Nothing is to be altered. Print each record in full.

* [Supplied data]:

────────

PR #471, opened 2020-01-07
`private/model`: Add shape name validation for structs and enums

skotambkar:
* Adds `validateShapeName` utility to validate that the shape names for structs and enums adhere to a defined format. 
* Fixes bug which allowed service package structs, enums to start with non alphabetic character 
* Fixes the incorrect enum types in mediapackage service package, changing enum types __AdTriggersElement, __PeriodTriggersElement to AdTriggersElement, PeriodTriggersElement respectively.
* Adds unit tests to test the validateShapeName utility.

### DIFF
--- a/CHANGELOG_PENDING.md
+++ b/CHANGELOG_PENDING.md
@@ -1,15 +1,16 @@
 Breaking Change
 ---
-* Add generated service for wafregional and dynamodbstreams ([#463](https://github.com/aws/aws-sdk-go-v2/pull/463))
+* `service`: Add generated service for wafregional and dynamodbstreams #463
   * Updates the wafregional and dynamodbstreams API clients to include all API operations, and types that were previously shared between waf and dynamodb API clients respectively. This update ensures that all API clients include all operations and types needed for that client, and shares no types with another client package.
   * To migrate your applications to use the updated wafregional and dynamodbstreams you'll need to update the package the impacted type is imported from to match the client the type is being used with.
-* Add utility for validating shape names for structs and enums for the service packages ([#471](https://github.com/aws/aws-sdk-go-v2/pull/471))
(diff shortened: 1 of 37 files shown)


CHANGELOG_PENDING.md
```diff
@@ -4,6 +4,10 @@ Breaking Change
   * Updates the wafregional and dynamodbstreams API clients to include all API operations, and types that were previously shared between waf and dynamodb API clients respectively. This update ensures that all API clients include all operations and types needed for that client, and shares no types with another client package.
   * To migrate your applications to use the updated wafregional and dynamodbstreams you'll need to update the package the impacted type is imported from to match the client the type is being used with.
 
+* Add utility for validating shape names for structs and enums for the service packages.
+  * Fixes bug which allowed service package structs, enums to start with non alphabetic character 
+  * Fixes the incorrect enum types in mediapackage service package, changing enum types __AdTriggersElement, __PeriodTriggersElement to AdTriggersElement, PeriodTriggersElement respectively.
```
jasdel: nit extra new line, and would be good to refer to the PR

private/model/api/load.go
```diff
@@ -172,6 +173,9 @@ func (a *API) Setup() {
 	}
 
 	a.fixStutterNames()
+	if err := a.validateShapeNames(); err != nil {
+		log.Fatalf(err.Error())
+	}
```
jasdel: It would be helpful for this `log.Fatalf` to include the name of the API that failing.

skotambkar: The error was already wrapped with shape name, added package name to error. 
```go
return fmt.Errorf("attempted to rename shape %v to %v for package %v, but the new name results in shape name collision",s.ShapeName, name, a.PackageName())
```

PR #472, opened 2020-01-13
Modifies REST V2 encoder to not lower-case header names

skmcgrail:
Modifies the REST v2 encoder to not lower-case values, but use the provided Set/Add headers which will canonicalize the headers.

### DIFF
--- a/aws/protocol/rest/encode_test.go
+++ b/aws/protocol/rest/encode_test.go
@@ -21,8 +21,8 @@ func TestEncoder(t *testing.T) {
 	expected := http.Request{
 		Header: map[string][]string{
 			"custom-user-header": {"someValue"},
-			"x-amzn-header-foo":  {"someValue"},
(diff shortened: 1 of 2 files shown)


jasdel:
Tests failing due to not being in sync with casing change.

skmcgrail:
> Tests failing due to not being in sync with casing change.

Fixed

aws/protocol/rest/header.go
```diff
@@ -43,17 +43,11 @@ func newHeaderValue(header http.Header, key string, append bool) HeaderValue {
 }
```
skotambkar: Do we need `newHeaderValue` constructor? It isn't exported and we can just use `HeaderValue` directly on line 31.

skmcgrail: This was just to keep construction of the header consistent as the structure is created in a number of spots.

────────

* [Solution to the exercise]:
PR #471, opened 2020-01-07
`private/model`: Add shape name validation for structs and enums

skotambkar:
* Adds `validateShapeName` utility to validate that the shape names for structs and enums adhere to a defined format. 
* Fixes bug which allowed service package structs, enums to start with non alphabetic character 
* Fixes the incorrect enum types in mediapackage service package, changing enum types __AdTriggersElement, __PeriodTriggersElement to AdTriggersElement, PeriodTriggersElement respectively.
* Adds unit tests to test the validateShapeName utility.

### DIFF
--- a/CHANGELOG_PENDING.md
+++ b/CHANGELOG_PENDING.md
@@ -1,15 +1,16 @@
 Breaking Change
 ---
-* Add generated service for wafregional and dynamodbstreams ([#463](https://github.com/aws/aws-sdk-go-v2/pull/463))
+* `service`: Add generated service for wafregional and dynamodbstreams #463
   * Updates the wafregional and dynamodbstreams API clients to include all API operations, and types that were previously shared between waf and dynamodb API clients respectively. This update ensures that all API clients include all operations and types needed for that client, and shares no types with another client package.
   * To migrate your applications to use the updated wafregional and dynamodbstreams you'll need to update the package the impacted type is imported from to match the client the type is being used with.
-* Add utility for validating shape names for structs and enums for the service packages ([#471](https://github.com/aws/aws-sdk-go-v2/pull/471))
(diff shortened: 1 of 37 files shown)


CHANGELOG_PENDING.md
```diff
@@ -4,6 +4,10 @@ Breaking Change
   * Updates the wafregional and dynamodbstreams API clients to include all API operations, and types that were previously shared between waf and dynamodb API clients respectively. This update ensures that all API clients include all operations and types needed for that client, and shares no types with another client package.
   * To migrate your applications to use the updated wafregional and dynamodbstreams you'll need to update the package the impacted type is imported from to match the client the type is being used with.
 
+* Add utility for validating shape names for structs and enums for the service packages.
+  * Fixes bug which allowed service package structs, enums to start with non alphabetic character 
+  * Fixes the incorrect enum types in mediapackage service package, changing enum types __AdTriggersElement, __PeriodTriggersElement to AdTriggersElement, PeriodTriggersElement respectively.
```
jasdel: nit extra new line, and would be good to refer to the PR

private/model/api/load.go
```diff
@@ -172,6 +173,9 @@ func (a *API) Setup() {
 	}
 
 	a.fixStutterNames()
+	if err := a.validateShapeNames(); err != nil {
+		log.Fatalf(err.Error())
+	}
```
jasdel: It would be helpful for this `log.Fatalf` to include the name of the API that failing.

skotambkar: The error was already wrapped with shape name, added package name to error. 
```go
return fmt.Errorf("attempted to rename shape %v to %v for package %v, but the new name results in shape name collision",s.ShapeName, name, a.PackageName())
```

PR #472, opened 2020-01-13
Modifies REST V2 encoder to not lower-case header names

skmcgrail:
Modifies the REST v2 encoder to not lower-case values, but use the provided Set/Add headers which will canonicalize the headers.

### DIFF
--- a/aws/protocol/rest/encode_test.go
+++ b/aws/protocol/rest/encode_test.go
@@ -21,8 +21,8 @@ func TestEncoder(t *testing.T) {
 	expected := http.Request{
 		Header: map[string][]string{
 			"custom-user-header": {"someValue"},
-			"x-amzn-header-foo":  {"someValue"},
(diff shortened: 1 of 2 files shown)


jasdel:
Tests failing due to not being in sync with casing change.

skmcgrail:
> Tests failing due to not being in sync with casing change.

Fixed

aws/protocol/rest/header.go
```diff
@@ -43,17 +43,11 @@ func newHeaderValue(header http.Header, key string, append bool) HeaderValue {
 }
```
skotambkar: Do we need `newHeaderValue` constructor? It isn't exported and we can just use `HeaderValue` directly on line 31.

skmcgrail: This was just to keep construction of the header consistent as the structure is created in a number of spots.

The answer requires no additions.